Distributed effects and synchronised clocks are planned for a future release.
Tasks
The Tasks module shows a live snapshot of all FreeRTOS tasks running on the device — useful for diagnosing performance issues or runaway CPU usage.
| Column | Description |
|---|---|
| Core | Which core the task is pinned to (Core 0 or Core 1) |
| Name | Task name |
| State | 🧍 Ready · 🏃 Running · 🚧 Blocked · ⏸️ Suspended · 🗑️ Deleted |
| CPU | Percentage of CPU time consumed (per core) |
| Priority | FreeRTOS task priority |
| Stack left | Remaining stack space in bytes |
| Runtime | Total CPU cycles consumed |
MoonLight's three main tasks:
| Task | Core | Role |
|---|---|---|
| AppEffects | Core 0 | Runs effect nodes, writes virtualChannels |
| AppDrivers | Core 1 | Reads channelsD, sends data to LEDs/ArtNet/DMX |
| Sveltekit | Core 1 | HTTP server, WebSocket, module loop() |
IO
The IO module defines the hardware identity of your ESP32 — which board it is, what each pin does, and how much power the LED driver is allowed to consume. All other nodes (LED drivers, audio, ethernet, I2C) read their pin assignments from here.
Board Presets
Select your board from the dropdown and all pins, power budget, ethernet type, and switches are configured automatically. Currently supported boards include QuinLED (Dig-2-Go, Dig-Next-2, Dig-Uno, Dig-Quad, Dig-Octa), SE16, LightCrafter16, MHC P4 Nano Shield, Olimex ESP32-POE, Atom S3R, and more.
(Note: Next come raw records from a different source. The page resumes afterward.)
PR #7197, opened 2023-08-21
feat: track connected wallet provider calls to be replaced with BE/infura

cbachmeier:
## Description

- Adds logging for calls to a user's connect wallet provider that will be replaced with calls to our Be/infura in the new multichain UX as noted in [this doc](https://www.notion.so/uniswaplabs/MultiChain-Web-UX-127bdec19777423abf12b7b7ad98a60f)
- This includes:
  - pool positions
  - multicall token address searches in the token selector
- Dependent on the addition of the new analytics event https://github.com/Uniswap/analytics-events/pull/52

_Linear ticket:_ https://linear.app/uniswap/issue/WEB-2723/add-amplitude-tracking-for-current-wallet-provider-calls
_Slack thread:_ https://uniswapteam.slack.com/archives/C047U65H422/p1692638017065729

### DIFF
--- a/src/hooks/useContract.ts
+++ b/src/hooks/useContract.ts
@@ -30,7 +30,7 @@ import WETH_ABI from 'abis/weth.json'
 import { sendAnalyticsEvent } from 'analytics'
 import { RPC_PROVIDERS } from 'constants/providers'
 import { WRAPPED_NATIVE_CURRENCY } from 'constants/tokens'
-import { useMemo } from 'react'
+import { useEffect, useMemo } from 'react'
 import { NonfungiblePositionManager, TickLens, UniswapInterfaceMulticall } from 'types/v3'
 import { V3Migrator } from 'types/v3/V3Migrator'
 import { getContract } from 'utils'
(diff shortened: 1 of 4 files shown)


src/lib/hooks/useCurrency.ts
```diff
@@ -46,6 +48,11 @@ export function useTokenFromActiveNetwork(tokenAddress: string | undefined): Tok
   const symbol = useSingleCallResult(tokenContract, 'symbol', undefined, NEVER_RELOAD)
   const symbolBytes32 = useSingleCallResult(tokenContractBytes32, 'symbol', undefined, NEVER_RELOAD)
   const decimals = useSingleCallResult(tokenContract, 'decimals', undefined, NEVER_RELOAD)
+  sendAnalyticsEvent(InterfaceEventName.WALLET_PROVIDER_USED, {
```
tinaszheng, line 51: so this one's a bit tricky i think, basically this event doesn't really measure how many times the `provider` is actually used. so `useSingleCallResult` uses rtk-query under the hood and the results are cached per block number. and here the `NEVER_RELOAD` flag means that the results are cached for the rest of the session. so it doesn't necessarily mean that every time this hook runs, the provider is used

im not super sure how to fix tbh, maybe an alternative would be to toss this in a `useEffect` where we estimate that the provider is only used every time a set of variable changes

tinaszheng (dismissed):

src/lib/hooks/useCurrency.ts
cbachmeier: I've moved the call up 1 level and wrapped it in a `useEffect` based on if the token retrieved changes and have the event only firing once when querying for a token
ex:  `0xf9c5ce0c5fa29b487b7329bb92d8e473c386f82b`
Screenshot 2023-08-23 at 2 35 35 PM

There's still the chance if the user continually queries the same token in the same session that the number might be slightly inflated but I think a marginal overestimate is acceptable

src/hooks/useContract.ts
```diff
@@ -145,11 +147,21 @@ export function useMainnetInterfaceMulticall() {
...
     withSignerIfPossible
   )
+  useEffect(() => {
+    if (contract && withSignerIfPossible !== false && account) {
+      sendAnalyticsEvent(InterfaceEventName.WALLET_PROVIDER_USED, {
+        source: 'useV3NFTPositionManagerContract',
+        contract,
+      })
+    }
+  }, [account, contract, withSignerIfPossible])
```
JFrankfurt, line 163:
```suggestion
  useEffect(() => {
    if (contract && account) {
      sendAnalyticsEvent(InterfaceEventName.WALLET_PROVIDER_USED, {
        source: 'useV3NFTPositionManagerContract',
        contract,
      })
    }
  }, [account, contract])
```

cbachmeier: when `withSignerIfPossible` is undefined in `useContract` it will be defaulted to `true` so we want to capture that case, that's why the check is explicitly only ignoring if `withSignerIfPossible === false`

JFrankfurt: why does that case matter here for the analytics?

JFrankfurt (approved):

If your board is not listed, select the default preset and assign pins manually — the modded flag is set automatically so future preset changes won't overwrite your configuration.
Pin Types
| Category | Pin types |
|---|---|
| LED outputs | LED data (WS2812B / SK6812), CW/WW PWM, R/G/B PWM |
| Audio (I2S) | SD, WS, SCK, MCLK — supports INMP441 (standard I2S) and PDM microphones |
| I2C | SDA, SCL — auto-scans for peripherals when both are assigned |
| Buttons & relays | Push button, toggle switch, LightOn button/relay |
| Energy monitoring | Voltage, current, battery ADC inputs |
| Ethernet | RMII data pins, SPI (W5500), MDC/MDIO, clock, power |
| Communication | Infrared receiver, RS-485 TX/RX/DE, UART serial |
| Sensors | PIR motion sensor |
See IO Module for the full pin reference, ethernet type selection, board-specific wiring notes, and I2C peripheral scanning.
Status Bar
The status bar at the top of every page shows live device state at a glance:
| Icon | Meaning |
|---|---|
| 🛡️ | Safe mode — device crashed and restarted with reduced functionality. Click to restart. Once the crash cause is gone, the device boots normally. In safe mode: no layouts > 1024 lights, no LED drivers, no live scripts. |
| 🔄 | Restart needed — a change (e.g. new driver) requires a reboot to take effect. Click to restart. |
| 💾 / ↻ | Save / Cancel — unsaved changes are pending. Save applies them permanently; Cancel discards and restores the last saved state. |
| ☀️ / 🌙 | Theme toggle — switch between Light, Dark, and Auto. |
| ⚡️ | Energy — charging voltage and current (only on boards with energy monitoring, e.g. SE16). |
| 🔔 | New firmware — a newer firmware version is available for download. |
| 📶 | WiFi — connection status (see ESP32-SvelteKit). |
Reporting Issues
Found a bug or want to request a feature? See the reporting issues guide for guidelines on writing a good bug report, including how to attach the module API output.